Productos
Identificación de dianas farmacológicas de moléculas pequeñas no covalentes basadas en sondas de fotoafinidad.
Plataforma Técnica
La plataforma de identificación de objetivos de proteómica química basada en sondas de fotoafinidad implica varios pasos clave, incluido el diseño de sondas, la síntesis, la evaluación de la actividad, el etiquetado, el enriquecimiento de proteínas y el análisis de datos. Los fármacos de molécula pequeña no covalentes, como compuestos sintéticos, extractos de hierbas, productos naturales y metabolitos, se pueden modificar en sondas de fotoafinidad. Una vez que estas sondas se unen a sus objetivos dentro de las células, forman interacciones covalentes estables, lo que permite el enriquecimiento selectivo y la identificación de proteínas objetivo de baja abundancia.
Nuestras ventajas
1. Excelencia técnica: equipo experimentado, publicaciones en revistas de primer nivel y servicios industriales autorizados.
2. Tecnología central de patentes: patentes exclusivas y hardware avanzado para respaldar el desarrollo temprano de fármacos.
3. Servicio integral: cubre el diseño de sondas, la síntesis, el descubrimiento de objetivos, el análisis bioinformático y la retroalimentación oportuna del progreso para la satisfacción del cliente.
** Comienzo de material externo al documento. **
PR #3474, opened 2021-10-30
Fix note form positioning bug

### LINKED ISSUE #3405: Adding a Note with picture breaks positions of buttons
**How to Reproduce**
- long press on a screen to add a OSM Note
- add picture to note
- confirm `OK`
- see that `undo`, `gps`, `+`, `-` buttons, as well as contributors note is move to the middle of the screen  (instead of remaining at the bottom of the screen)

https://user-images.githubusercontent.com/156656/137830092-8b556533-cdaf-47a4-8e3a-86a009818c4b.mp4

Workaround: Entering the `Undo` / `show edit history` and exiting restores normal positions of buttons. 

**Versions affected**
Android 10, SC `v36.0` (f-droid upstream).

smichel17:
Fixes #3405. Also renames a `isAnimating` to `isKeyboardAnimating`, since that's what it actually tracks.

Context in the commit, mostly copied from https://github.com/streetcomplete/StreetComplete/issues/3405#issuecomment-955124634


westnordost:
Very very cool! Thank you for this effort and the fix! I noticed the forth and back between mnalis and you, it looked very productive. Without this, who knows how long this bug would have gone unfixed!

PR #3477, opened 2021-10-31
remove wheelchair/toilets on shop owner change; add new keys

mnalis:
Wheelchair, toilets and related keys might change when shop owners change (usually by adding missing features). 

As requested on https://github.com/streetcomplete/StreetComplete/pull/3278#issuecomment-947618283

Also, few new keys have appeared at Taginfo, so they were categorized.


matkoniecz (approved):

FloEdelmann:
For reference, these were the upstream commits: https://github.com/mnalis/StreetComplete-taginfo-categorize/commit/93e652a0b868d6db745d37d50c34c07368900d74 and https://github.com/mnalis/StreetComplete-taginfo-categorize/commit/6818593ca0e8ea7467985d2aee15c33752a23f4b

4. Gestión de calidad rigurosa: la certificación ISO9001 garantiza informes auténticos y confiables.
Nuestro Servicio
| Proyecto | Identificación de objetivos directos para fármacos de molécula pequeña no covalentes |
| Muestra | Proteína recombinante, lisado celular, células vivas, tejido enfermo, sangre, bacterias, tejido vegetal |
| Plataforma de hardware | Pulverizador de células ultrasónico sin contacto, sistema de imágenes ChemiDoc MP, espectrómetro de masas Orbitrap Fusion Lumos Tribrid/Orbitrap Exploris 480/Q Exactive HF-X/timsTOF Pro 2 |
| Duración del proyecto | 4-8 semanas |
| Entregables | Informe del proyecto (incluidos procedimientos experimentales, cuadros de análisis de datos, resultados de análisis bioinformáticos) |
Estudio de caso
Durante el proceso de detección de fármacos, utilizando tecnología de detección de viabilidad celular, se descubrió que el compuesto A exhibía efectos inhibidores significativos sobre las células diana. Para identificar mejor sus proteínas objetivo a nivel molecular, descifrar su mecanismo de acción y explorar nuevos objetivos potenciales, nuestra empresa diseñó y sintetizó la sonda fotorreactiva Sonda A (que incorpora grupos fotorreactivos y bioortogonales) basada en las características de estructura y actividad del compuesto A. Aprovechando la plataforma de tecnología de proteómica química, empleamos técnicas de espectrometría de masas y etiquetado de fluorescencia para la identificación de proteínas diana en líneas celulares relevantes para la actividad. Combinado con métodos de análisis bioinformático, profundizamos en el mecanismo de acción del compuesto A y sus nuevas proteínas diana asociadas.
Según el análisis del gel de fluorescencia del experimento de etiquetado, la sonda A marca eficazmente las proteínas y la señal de etiquetado puede competir significativamente con el compuesto A. Esto indica que la sonda A tiene una cobertura objetivo similar a la del compuesto A, lo que la convierte en una herramienta de sonda química adecuada para posterior descubrimiento del objetivo.
El gráfico del volcán ilustra los resultados del experimento Sonda A versus DMSO (Directo), donde 114 proteínas (resaltadas en rojo en el gráfico superior) fueron enriquecidas significativamente por la Sonda A. En el experimento Sonda A versus (A+Sonda A) (Competencia) En el experimento, la sonda A marcó 38 proteínas (resaltadas en rojo en el gráfico inferior) y compitieron significativamente con el compuesto A original. Estos dos experimentos generaron 32 proteínas con una unión de alta confianza al compuesto A. (n = 3, ratio ≥ 2, valor p ≤ 0,05). El análisis de la vía biológica GO de las 32 proteínas con unión de alta confianza al compuesto A reveló un enriquecimiento significativo en las vías de señalización como el flujo de salida de fosfolípidos, la regulación negativa de la actividad de la lipasa y la regulación del transporte de esteroles, alineándose con el fenotipo.